This mission represents another big step forward in not only reducing threats in Flower Garden Banks National Marine Sanctuary, but also understanding and restoring mesophotic and deep benthic habitats. These areas of the seafloor that see little to no sunlight were one of many types of resources injured by the Deepwater Horizon oil spill in 2010, which released more than 134 million gallons of oil over an 87-day span. Healthy mesophotic and deep benthic communities in Flower Garden Banks National Marine Sanctuary can serve as a reference for restoration of impacted habitat.

a scuba diver holds onto a diving bell suspended by cables in the water column
A Navy Experimental Dive Unit saturation diver kneels outside of the diving bell.

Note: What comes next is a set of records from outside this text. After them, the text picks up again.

PR #213, opened 2017-01-05
Check that we're on the main thread before installing the signal handler

### LINKED ISSUE #212: Trying to interrupt a different thread prints a warning
Tested with Python 3.5.2 and 2.7.12

Sample program:

```python
import threading


class Foo(threading.Thread):
  def run(self):
    import pudb; pu.db

Foo().start()
```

The bell allows them to travel from the pressurized habitat on the surface to the ocean depths. Photo: NOAA, C-Innovation, LLC

After the Deepwater Horizon oil spill, federal and state agencies formed the Deepwater Horizon Natural Resource Damage Assessment Trustee Council (DWH Trustees) to assess impacts and identify actions to restore injured habitats, species, and the services they provide. In 2019, four long-term Mesophotic and Deep Benthic Community projects were approved to focus on habitat assessment, seafloor mapping, deep-sea coral propagation, and active management and protection of benthic habitats. Saturation diving has now joined the list of the many methods used to advance these critical projects.